Legacy Systems -- Poorly Engineered or Over-Engineered? New Insights about Business Rules and Enterprise Decisioning
To be honest, I have always thought about legacy systems as being poorly engineered. I mean we know them to be unwieldy, expensive to maintain, and all-too-often unfriendly to the business. In that sense, yes, you could say they are poorly engineered. But that's a bit unsatisfying. After all, most IT developers I've known are pretty astute, hard-working professionals.
In their new book, Smart (Enough) Systems,[1] Neil Raden and James Taylor offer a different point of view. They argue that legacy systems haven't been poorly engineered, they've been over-engineered. To say the least, that's counter-intuitive. But I think it's probably right. What happens when you over-engineer something? The solution you produce is usually too stiff or rigid or cumbersome for the real-world problem. Think tree that doesn't bend with the wind.
That's exactly the problem with legacy systems. The speed of business itself is accelerating rapidly, but the architecture of traditional systems is rigid and static. Raden and Taylor describe the situation (p. 113) as follows.
Part of the problem comes from a mind-set that systems, like other enterprise assets, should be built to last. This focus results in detailed but largely static requirements and huge investments in system architecture and design. However, it also buries critical code in complex systems. To make applications robust and complete, a huge amount of business expertise must be embedded in the system….
That's exactly where the problem lies -- the embedding of business expertise (read business rules) within the system itself. Building that way is actually quite hard. Indeed, traditional development methodologies require IT developers to have a high level of expertise both in the business and in how to implement functional requirements under the given platform(s) or language(s) most effectively. That's a lot to ask. Even if you get the business rules right (doubtful in itself), the rules are now hard-coded in the application logic where they are hard to find, hard to understand, and even harder to change.
And that's just it -- the business rules will change. So you will be revisiting the code.
There's a certain mindset in traditional IT departments that revisiting code with any frequency means the code must be fundamentally flawed. But with respect to business rules, that's way off-target. Raden and Taylor say (p. 113):
An important difference in automating decisions is that, unlike other aspects of information systems, decisions change continually.
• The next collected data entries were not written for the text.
PR #41, opened 2016-01-08
Emit the correct LIBNAME to .pc files

mingwandroid:
Irrespective of "FREEGLUT_REPLACE_GLUT" being set to "No" or being on
Win32 where this variable does not even exist, the .pc file contained
Libs: -L${libdir} -lglut

Instead, emit the correct value.


dcnieho:
thanks!

PR #42, opened 2016-01-17
User data callback support

rcmaniac25:
Added additional functions (end in "Ucall") that support user data.

Fixed potential issue where, when determining OS, Android, BlackBerry, and Wayland were overlooked.

See discussion thread for "[State-aware callbacks](http://sourceforge.net/p/freeglut/mailman/freeglut-developer/thread/BLU179-W571F31D61384D8697CE6B0D0710%40phx.gbl/)" on Freeglut Developer Mailing list

### DIFF
--- a/freeglut/freeglut/src/fg_callback_macros.h
+++ b/freeglut/freeglut/src/fg_callback_macros.h
@@ -34,9 +34,7 @@
  */
 
 /*
- * Compiler defines:
- * FG_COMPILER_SUPPORTS_GCC_VA_ARGS_HACK: if the compiler supports GCC's variadic macro implementation (AKA, ##__VA_ARGS__)
- * FG_COMPILER_SUPPORTS_VA_ARGS: if the compiler supports variadic macros
+ * Compiler define: FG_COMPILER_SUPPORTS_VA_ARGS: if the compiler supports variadic macros
  */
 
 /* What supports variadic macros based off Wikipedia article on it (GCC-like must support C99 or higher to use variadic macros) */
@@ -49,15 +47,6 @@
 #define FG_COMPILER_SUPPORTS_VA_ARGS 1
 #else
 #define FG_COMPILER_SUPPORTS_VA_ARGS 0
-#endif
-
-/* If __VA_ARGS__ is supported, it needs to be GCC(-like) or Clang (since Clang mimics GCC) */
-#if FG_COMPILER_SUPPORTS_VA_ARGS && \
-	(defined(__GNUC__)) || \
-	(defined(__clang__))
-#define FG_COMPILER_SUPPORTS_GCC_VA_ARGS_HACK 1
-#else
-#define FG_COMPILER_SUPPORTS_GCC_VA_ARGS_HACK 0
 #endif
 
 /*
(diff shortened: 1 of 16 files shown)


freeglut/freeglut/src/fg_internal.h
```diff
@@ -526,11 +579,14 @@ typedef void (*SFG_Proc)();
  * and for no other reason.  Since it's hidden in the macro, the
  * ugliness is felt to be rather benign.
  */
-#define SET_WCB(window,cbname,func)                            \
+#define SET_WCB(window,cbname,func,udata)                      \
 do                                                             \
 {                                                              \
     if( FETCH_WCB( window, cbname ) != (SFG_Proc)(func) )      \
```
dcnieho: what if user wants to change udata but not func?

freeglut/freeglut/src/fg_internal.h
```diff
@@ -548,6 +604,47 @@ do                                                             \
     ((window).CallBacks[WCB_ ## cbname])
 
 /*
+ * FETCH_USER_DATA_WCB() is used as:
```
dcnieho: there is a second slightly different version of this comment right below, accident?

freeglut/freeglut/src/fg_internal.h
```diff
@@ -572,9 +670,10 @@ do                                            \
 {                                             \
```
dcnieho: not related to what you did, but any idea why there would be two definitions of INVOKE_WCB? Second is more compact but presumably first works on all platforms? I don't see a difference expect first is split up a bit more for legibility?

freeglut/freeglut/src/fg_menu.c
```diff
@@ -780,14 +780,29 @@ void fghCalculateMenuBoxSize( void )
...
+    FREEGLUT_EXIT_IF_NOT_INITIALISED ( "glutCreateMenuUcall" );
     if (fgState.ActiveMenus)
         fgError("Menu manipulation not allowed while menus in use.");
 
-    return fgCreateMenu( callback )->ID;
+    return fgCreateMenu( callback, userData )->ID;
+}
+
+/* Standard glutCreateMenu */
+static void glutCreateMenuCallback( int menu, FGCBUserData userData )
```
dcnieho: so if the original callback setter is called (e.g. glutCreateMenu in this case), you put an internal helper as the callback function and the user provided callback as the userData, and then internally handle calling the user callback without user data. Do i understand that correctly (and you use the same pattern in other places)?

- if this is an internal function, start it with fg or fgh (h for helper), not glut. all glutXXX() are exposed to users.
- can we generalize this helper, implement it once, and give it a better name showing its routing function (or what to call that)?

freeglut/freeglut/src/fg_internal.h
rcmaniac25: I don't know why there are two versions of this, but I did try to remove the Windows only version and Visual Studio 2015 failed to compile... so there's something it doesn't like with the second macro.

If you only want the first macro, that would probably work on all platforms (untested). Assuming there isn't someone currently around who wrote the second macro to try and have the compiler inline the function call, without a register being taken up by `func`. If that was the design goal, I'd be amazed if "now", that has any measurable performance difference.

freeglut/freeglut/src/fg_internal.h
rcmaniac25: Woops, type. I'll fix that along with any other comments that I implement.

freeglut/freeglut/src/fg_internal.h
rcmaniac25: I didn't see a reason why the developer couldn't re-provide the function (nearly all window callbacks are just set functions anyway), nor a reason why the developer couldn't provide a struct pointer of some sort that could have it's contents modified.

I tried to keep all the functions consistent, and had written the window callbacks last. I didn't see a good place for many other callback functions to have an additional set operation, and since window callback data is per-callback, it could result in a bunch of `glut` functions who's implementation would all be:
```
void glutSetXXXUserData(void* user_data)
{
    SET_WCB_USER_DATA(XXX, user_data);
}
```

Not to say it can't be done, but I'm not sure why I should pollute the `glut` namespace more when the callbacks can be re-set to the window with new data.

I'll take the opportunity to note that near the end of my initial implementation of the window callbacks, I noticed an already implemented user data parameter for windows and menus (`glutSetWindowData`/`glutGetWindowData`, `glutSetMenuData`/`glutGetMenuData`). It was per-window/per-menu, as opposed to this per-callback version, and seems to be a freeglut implementation as opposed to Glut. At the time I had a "oh come on, someone already did this?!" but given they were broad and weren't in "the unwritten standard for callback user data" format, I questioned how many people knew about it and used it. While I probably can't use it within the implementation I provided, I'm not sure if anything should be done with it or if it should be left as is. For all I know, someone will say "skip your implementation and just do that". Understandable, but devs (myself included) tend to look straight ahead and not look what other functions exist unless it's a new library. Suddenly adding callbacks that take user data will be noticed, even when something similar may have existed for a decade or more. So will more of the same get people to use it?

freeglut/freeglut/src/fg_menu.c
rcmaniac25: Correct, that is the format I use for all callbacks so that old and new functions continue to work.

* Ah, I see what you're getting it. Yea, I can change the `glutXXXCallback` functions to be `fghXXXCallback`. Didn't think about that (and didn't know the difference between `fg` and `fgh` as I didnt' see it mentioned anywhere).
* I did generalize this for fg_callbacks, but it's a bit ugly and for the functions that don't use it, there are some spots where it can't be generalized. I was able to do it for window callbacks because all of them (except for keyboard callbacks) only use ints. I'll look into it and see what I can do.

freeglut/freeglut/src/fg_internal.h
dcnieho: Maybe we should bring this up on the forum, separate from your current work. Indeed any modern compiler should optimize this difference away with ease.

freeglut/freeglut/src/fg_menu.c
dcnieho: Thanks! Seems like a sensible approach to make old and new work.
- whether function should be `fg` or `fgh` doesn't really, matter i don't think its consistent in the current codebase anyway. but some prefix like that shows its internal, not API.
- if generalizing becomes such a mess that there is no benefit, then it may not be worth it. Your call!

freeglut/freeglut/src/fg_internal.h
dcnieho: Sorry, i wasn't clear: i was referring to line 585, `if( FETCH_WCB( window, cbname ) != (SFG_Proc)(func) )`. If you call the setter again, only changing userdata, it'll be ignored. I don't see the need for separate setters either, that'd be hell.

I'm not sure how much the existing user data places are used. Guess on the user side you could have it point to a switchyard where you then select the right member function (if you're using userdata to enable using freeglut with member functions), this new implementation would be easier. You will see the docs for whats already there think of very simple scenarios only, not making living with freeglut from C++ easy. (I find, e.g., http://stackoverflow.com/questions/14865339/use-non-member-method-as-a-callback-in-glut, not easy and not flexible enough when you have more than one class to work with for instance. As such, i am for this addition. But perhaps it is best to see what others on the list say before going further.

Personally i also never read whole APIs, but i do search if i need something, and i would hope these functions would come up.

rcmaniac25: Ah. Good eye. I can either add an additional check in the if statement or have a separate else if after that one which only sets user data. Opinions?

Rarely do read a whole API. Certain ones I do... then I keep the header and when a new version comes out, I diff it so I know what changed.

freeglut/freeglut/src/fg_internal.h
rcmaniac25: I'll double check for sanity sake, but I'm pretty sure VS 2015 failed.

freeglut/freeglut/src/fg_menu.c
rcmaniac25: I'll see with the generalization. It may just require some refactoring.

freeglut/freeglut/src/fg_internal.h
dcnieho: Its not a strong opinion, but i guess else if makes logical sense / keeps code easiest to understand

rcmaniac25: Done

freeglut/freeglut/src/fg_internal.h
rcmaniac25: Ok, VS2015 compiles it fine. I don't know about older compilers. I'm writing an email for this right now.

freeglut/freeglut/src/fg_internal.h
dcnieho: Looks good to me! Thanks

rcmaniac25:
I just thought of a potential bug. I'm going to try to produce it and a fix (if needed) later in the day.

rcmaniac25:
Updated the docs to mention user-data callbacks

rcmaniac25:
Made callbacks use generic generators if possible.

dcnieho:
Nice work again man! Let me try and ping the list again, I'd like more eyes on this

rcmaniac25:
No problem

rcmaniac25:
So... if it wasn't noticed, I didn't get around to this. I should spend the hour or two to demo this. Any opinions on a demo to show? (I'll think of something if nobody responds by the time I get to this...)

dcnieho:
Hi Vinnie, thanks a lot for your continued interest in this.
As for the demo, its a bit hard to see what to write indeed. A shining example would be to enable callbacks to member functions of C++ classes. But then we'd be adding C++ source to a C project, which would mean a special (default off i guess) flag in the CMake file for this particular demo to be built, etc. Can you think of a use case for this in pure C?

rcmaniac25:
Well, got a demo finally. Unless something else is desired, I believe this is finally done.

Note: I did think about a function to release user data, but then I realized:

1. It over complicates it
2. We don't provide memory allocator access (maybe we should?) and control all our own memory. This is the reverse of that, they provide the memory, they free the memory.
3. This would add a whole new set of functions needed to set these callbacks and require either storing those callbacks or some other "setup" that, as per 1), would over-complicate things.

freeglut/freeglut/src/fg_callback_macros.h
```diff
@@ -0,0 +1,412 @@
...
+ * all. Stuff like MSVC6... It works by having a specific-count macro that "extracts" each argument to have them reused without the
+ * parathesis.
+ *
+ * A note on parathesis, as earlier mentioned, if the GCC variadic macro element was standard, then instead of needing:
+ *
+ * func EXPAND_WCB(Mouse)(( (GLUT_LEFT_BUTTON, GLUT_DOWN, 10, 30), userData));
+ *
+ * ...you can do the following:
+ *
+ * func EXPAND_WCB (GLUT_LEFT_BUTTON, GLUT_DOWN, 10, 30);
```
dcnieho: needs ", userData"?

freeglut/freeglut/src/fg_internal.h
```diff
@@ -215,52 +217,97 @@
...
+typedef void (* FGCBInitContextUC   )( FGCBUserData );
+typedef void (* FGCBAppStatus       )( int );
+typedef void (* FGCBAppStatusUC     )( int, FGCBUserData );
 
 /* The global callbacks type definitions */
-typedef void (* FGCBIdle          )( void );
-typedef void (* FGCBTimer         )( int );
-typedef void (* FGCBMenuState     )( int );
-typedef void (* FGCBMenuStatus    )( int, int, int );
+typedef void (* FGCBIdle            )( void ); \
```
dcnieho: "\"?

freeglut/web-src/docs/api.php
```diff
@@ -327,6 +327,40 @@
 when you created it.</ul>
 </p>
 
+<h3>3.2.2 User-data callbacks</h3>
+
+<p>
+GLUT was created as a tool to help teach OpenGL programming. To simplify
+development, callbacks were used for handling display, input, and other
+events. But the time it was developed, the purpose, or for some other
```
dcnieho: "but at the time"

dcnieho:
Nice work! All demos work for me, and i think the new one demos it nicely. Even in a simple C program, what you demonstrate tastes significantly better than the style the original timer demo was forced to adopt at that time. 

See a few tiny comments on the diff

As for releasing user data, maybe i am seeing this too simple, but that isn't our problem at all? We just return a memory address (pointer), and its up to the user to make sure this remains valid (its his data after all) and to know how to interpret this at all. Or am i missing anything? :)

Ok, last hurdle is to, one last time, bring this up on the mailing list. Its a significant change and some testing and diff reading by others wouldn't hurt. Wont leave it hanging too long tho. Let me know when you're ready to take this step. In fact, feel free to write the list as its all your honor :)

freeglut/freeglut/src/fg_callback_macros.h
rcmaniac25: Nope. Look at the comment below this line

rcmaniac25:
I'll address the couple comments.

As for data validity: yep, it's up to the dev. If we are to maintain it, then we need memory handling callbacks or similar. We simply provide the user their pointer.

I intend to bring it up with the mailing list, just haven't gotten to it yet.

freeglut/freeglut/src/fg_callback_macros.h
rcmaniac25: To be more explicit, the expand function automatically adds ", userData" to the arguments

rcmaniac25: And... screwed up both comments. So, since GCC variadic macro extension is not standard, a workaround must be written. This is explaining how the code would look different if it was a standard.

jtsiomb: Let's not leave an ifdef-ed piece of dead code, just to demonstrate the beauty of a non-standard compiler feature :)

PR #45, opened 2016-01-18
API documentation and macros updates

stonexjr:
Updated API documentation for glutSpaceballXXX functions.
Updated comments for macros WCB_spaceXXX in fg_internal.h
Added new macros for Spaceball buttons.


rcmaniac25:
My only worry is that freeglut_std.h is usually only for functions/macros that were part of the original GLUT. I'd move those macros to freeglut_ext.h

stonexjr:
Done.

dcnieho:
Thanks!! The button constants are probably good to have, to avoid magic constant. But as its not in original GLUT, it would be good to add what they map to. And that they can be ORed together if multiple buttons are down (right?).
Looking great!

stonexjr:
@dcnieho The values of the new macros are set such that they are ready to be ORed in the case when multiple buttons are pressed. But current implementation does not consider this case. It is treated as two separate press events. Further, I've noticed that the [dwKeystate](https://github.com/stonexjr/FreeGLUT/blob/Jinrong/freeglut/freeglut/src/mswin/fg_spaceball_mswin.c#L184) can have multiple bits set, if multiple buttons are pressed down. But unlike keyboard event WM_CHAR, keeping pressing down the button(s) does not keep generating WM_INPUT events, so the multiple-button-pressed-down event can only be detected at the moment when the second button is pressed while the first button is already being hold pressed.
So, the first argument of glutSpaceButton callback only indicates which button has just changed state (pressed or released). I would probably sleep with that, unless the callback can have a third argument to tell how many buttons in total are pressed down.

dcnieho:
@stonexjr Thats for explaining that! It's not exactly clear to me from what you said whether its always single keys that are given through the first argument of glutSpaceButton callback, even if one key is already pressed down and a second is just depressed. If so, great! (i suppose that's compatible, right?)

But is the numerical value of the first argument given equal to what previous glut would give you (you just put a convenient name on there)? I think the docs would be enhanced by noting the numerical value each of these five possible values resolve to. Also, as we've tried to do for other functions in the docs, it would be good to have a "changes from GLUT" section, noting that these GLUT_SPACEBALL_BUTTON_A are not in original glut. You can pretty much copy-paste that from another bit of the manual?

Do you see a chance to make these changes? Then I'm more than happy with your work and will merge it right away. thanks!

stonexjr:
Yes, a single key is always given by the first argument of glutSpaceButton callback.

Yes, the numerical value of the first argument is equal to what previous glut would give me.

dcnieho:
cool, will put it in tonight. thanks!

PR #48, opened 2016-07-08
Added FREEGLUT_REPLACE_GLUT configure option for MS Windows

tehnick:
It provides back compatibility with older (autotools based) freeglut versions. Also it simplifies build rules for crossplatform programs: they may be linked with -lglut regardless of the system and library type (shared/static).

Patches were originally prepared for MXE project: https://github.com/mxe/mxe/pull/1399, https://github.com/mxe/mxe/pull/1429


freeglut/freeglut/CMakeLists.txt
```diff
@@ -391,12 +396,22 @@ ENDIF()
...
+
     LIST(APPEND LIBS winmm)
     IF(FREEGLUT_BUILD_SHARED_LIBS)
         TARGET_COMPILE_DEFINITIONS(freeglut PRIVATE FREEGLUT_EXPORTS)
+        SET_TARGET_PROPERTIES(freeglut PROPERTIES OUTPUT_NAME ${LIBNAME})
     ENDIF()
     IF(FREEGLUT_BUILD_STATIC_LIBS)
         TARGET_COMPILE_DEFINITIONS(freeglut_static PUBLIC FREEGLUT_STATIC)
+        IF(FREEGLUT_REPLACE_GLUT AND NOT FREEGLUT_BUILD_SHARED_LIBS)
+            SET_TARGET_PROPERTIES(freeglut_static PROPERTIES OUTPUT_NAME ${LIBNAME})
```
dcnieho: Thanks for this! One question here. If i read this correctly, this causes the static build to be called glut, in the case only static build is requested. Is that a valid way to replace glut (i.e., won't lead to trouble)?

tehnick: As far as I remember MinGW in some cases generates both *.dll  and *.a files. And in this case *.a file is not a static library but additional file for proper linking with shared library. So I decided to add this check to avoid file name collisions. But I have not tested build of both (shared+static) libraries simultaneously, so I am not sure if this check is really necessary. I'll test it now.

tehnick: Hmm, the additional file is *.dll.a, so this check is useless.

tehnick:
Updated.

tehnick:
Now it looks like this:
```
$ tree ./x86_64-w64-mingw32.static-out/
./x86_64-w64-mingw32.static-out/
├── build.log
└── usr
    ├── bin
    │   └── libglut.dll
    ├── include
    │   └── GL
    │       ├── freeglut_ext.h
    │       ├── freeglut.h
    │       ├── freeglut_std.h
    │       └── glut.h
    └── lib
        ├── cmake
        │   └── FreeGLUT
        │       ├── FreeGLUTConfig.cmake
        │       ├── FreeGLUTConfigVersion.cmake
        │       ├── FreeGLUTTargets.cmake
        │       └── FreeGLUTTargets-release.cmake
        ├── libglut.a
        ├── libglut.dll.a
        └── pkgconfig
            └── glut.pc

8 directories, 13 files
```

tehnick:
And in such case (when both libraries are available) MinGW prefers shared library for linking.

tehnick:
Hi. Are any other issues with this pull request?

rcmaniac25:
It looks good, my only question is why you need the else statement (https://github.com/dcnieho/FreeGLUT/pull/48/files#diff-598f53e0e3d1e89d0626616d2706392aR401) which otherwise is already set by default?

dcnieho:
Hi Vinnie,

I see no use in that else either. I guess i should merge after taking that
out?

Boris, can you remove lines 401 and 402 and update the pull request?

All the best,
Dee

tehnick:
Sorry that I completely forgot about this PR.

> I see no use in that else either. I guess i should merge after taking that
out?
> Boris, can you remove lines 401 and 402 and update the pull request?

Yes, sure. Done.

tehnick:
Any comments?

rcmaniac25:
You took care of my comments, but I don't have merge access. @dcnieho can you merge if you have no other issues?

dcnieho:
Sorry for the delay, thanks a lot for sending in this pull request!

PR #57, opened 2017-06-14
CMake error on X11 builds if XInput.h is not found

rcmaniac25:


freeglut/freeglut/CMakeLists.txt
```diff
@@ -324,6 +324,8 @@ IF(UNIX AND NOT(ANDROID OR BLACKBERRY OR FREEGLUT_WAYLAND))
         # Needed for multi-touch:
         CHECK_INCLUDE_FILES("${X11_Xinput_INCLUDE_PATH}/X11/extensions/XInput2.h" HAVE_X11_EXTENSIONS_XINPUT2_H)
         LIST(APPEND LIBS ${X11_Xinput_LIB})
+    ELSE()
+        MESSAGE(FATAL_ERROR "Missing X11's XInput.h (X11/extensions/XInput.h)")
```
dcnieho: Should we add 'install xinput development package, e.g., "apt-get install libxi-dev"'? Just as a helpful hint

rcmaniac25: I thought about it... but assumed that the package name is not the same on every platform. So didn't want to fix it to one platform. (such as with `apt-get`)

dcnieho: Ok, fair enough. If you need the help, such potentially wrong help can only lead you further astray.

PR #174, opened 2016-05-12
First part of the rework to support a faster extcopy.

abergeron:
This creates a struct gpucontext which holds part of the information for the gpu context.

There are no ABI changes for compiled programs since the old struct was opaque anyway and it is still handled everywhere as a pointer.  But now it allows us to add things that are shared for all contexts (such as a GpuElemwise instance).

There is no such change yet as this is mostly a sweeping rename to make sure nothing broke at this step.

PR #175, opened 2016-05-13
New buffer api

abergeron:
This includes #174, which should be merged first.

This rework is more significant and does cause changes to have to be made downstream, but after this, the API should be much more stable.

### DIFF
--- a/pygpu/gpuarray.pxd
+++ b/pygpu/gpuarray.pxd
@@ -142,6 +142,7 @@ cdef extern from "gpuarray/array.h":
 
     bint GpuArray_CHKFLAGS(_GpuArray *a, int fl)
     bint GpuArray_ISONESEGMENT(_GpuArray *a)
+    bint GpuArray_IS_C_CONTIGUOUS(_GpuArray *a)
 
     ctypedef enum ga_order:
         GA_ANY_ORDER, GA_C_ORDER, GA_F_ORDER
--- a/pygpu/gpuarray.pxd
+++ b/pygpu/gpuarray.pxd
@@ -70,11 +70,13 @@ cdef extern from "gpuarray/buffer.h":
     ctypedef struct gpukernel:
         pass
 
-    ctypedef struct gpuarray_buffer_ops:
-        gpucontext *buffer_init(int devno, int flags, int *ret)
-        void buffer_deinit(gpucontext *ctx)
-        char *ctx_error(gpucontext *ctx)
-        int property(gpucontext *c, gpudata *b, gpukernel *k, int prop_id, void *res)
+    gpucontext *gpucontext_init(const char *name, int devno, int flags, int *ret)
+    void gpucontext_deref(gpucontext *ctx)
+    char *gpucontext_error(gpucontext *ctx, int err)
+    int gpucontext_property(gpucontext *ctx, int prop_id, void *res)
+    int gpukernel_property(gpukernel *k, int prop_id, void *res)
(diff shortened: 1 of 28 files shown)


pygpu/gpuarray.pyx
```diff
@@ -955,40 +935,33 @@ cdef class GpuContext:
...
             else:
-                raise get_exc(err), self.ops.ctx_error(NULL) + ": " + str(devno)
+                raise get_exc(err), gpucontext_error(NULL, err) + ": " + str(devno)
 
     def __enter__(self):
         if cuda_enter == NULL:
             raise RuntimeError("cuda_enter not available")
         if cuda_exit == NULL:
             raise RuntimeError("cuda_exit not available")
-        if self.ops != gpuarray_get_ops("cuda"):
```
nouiz: You still need a check like this one here.

pygpu/gpuarray.pyx
```diff
@@ -1517,8 +1488,11 @@ cdef class GpuArray:
         """
         return pygpu_copy(self, to_ga_order(order))
 
-    def transfer(self, GpuContext new_ctx, share=False):
-        return pygpu_transfer(self, new_ctx, share)
+    def transfer(self, GpuContext new_ctx):
+        cdef GpuArray r
+        r = pygpu_empty(self.ga.nd, self.ga.dimensions, self.ga.typecode,
+                        GA_C_ORDER, new_ctx, None)
```
nouiz: If the source if f contiguous?

pygpu/gpuarray.pyx
abergeron: ok

pygpu/gpuarray.pyx
abergeron: I've added a check and a case for that.

pygpu/gpuarray.pxd
```diff
@@ -142,6 +142,7 @@ cdef extern from "gpuarray/array.h":
 
     bint GpuArray_CHKFLAGS(_GpuArray *a, int fl)
     bint GpuArray_ISONESEGMENT(_GpuArray *a)
+    bint GpuArray_IS_C_CONTIGUOUS(_GpuArray *a)
```
nouiz: Can you implement IS_F_CONTIGUOUS at the same time?

abergeron: It is already implemented, but we don't need it for the python module.

nouiz:
Except for the last commit, all the commis are in gh-178. I would make a new PR with just the last commit and close this PR. Then we can merge gh-178 and https://github.com/Theano/Theano/pull/4542. Then after we can merge the blas change with another bump in the version number with a new corresponding Theano PR.

abergeron:
I would rather rebase #178 with everything if you want to do this way,

pygpu/gpuarray.pxd
nouiz: Why we don't need it in the python module? I understand that currently it won't be used, but if someone make a new Theano op and need this, I don't want him to need to make change to libgpuarray.

nouiz:
ok. the only commit here also break the interface, so doing all this in one PR would only break the interface once.

pygpu/gpuarray.pxd
abergeron: In Theano we can use the C function from libgpuarray directly.

abergeron:
Integrated into #178.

Most IT departments consider code that must be constantly revisited to be suspect or "broken" in some way. Decisions, however, aren't static. The best way to make a decision should be expected to change. Organizations learn, new data is collected, and regulations change, and all these events change how you should make a decision.
The obvious solution is a separation of concerns. Quite simply, the business rules should be engineered separately from the functional requirements. Can you really do that cleanly and effectively? Hello!! That's already been proven using off-the-shelf rule engines over the last decade. If you are coming to the Business Rules Forum Conferences this month, you'll hear from some 50 companies about how they did exactly that.
Over-engineering resulting in rigidity is not a good thing. It results in buildings that tumble in earthquakes and bridges that collapse in windstorms. In IT terms, it produces a world where some 75% or more of all IT resources go toward system 'maintenance'. It's time to move on to the next engineering paradigm. Raden and Taylor call it Enterprise Decision Management (EDM), the way to build systems smarter.References
[1] Neil Raden and James Taylor, Smart (Enough) Systems: How to Deliver Competitive Advantage by Automating Hidden Decisions, Prentice-Hall (June 2007), ISBN: 0132347962.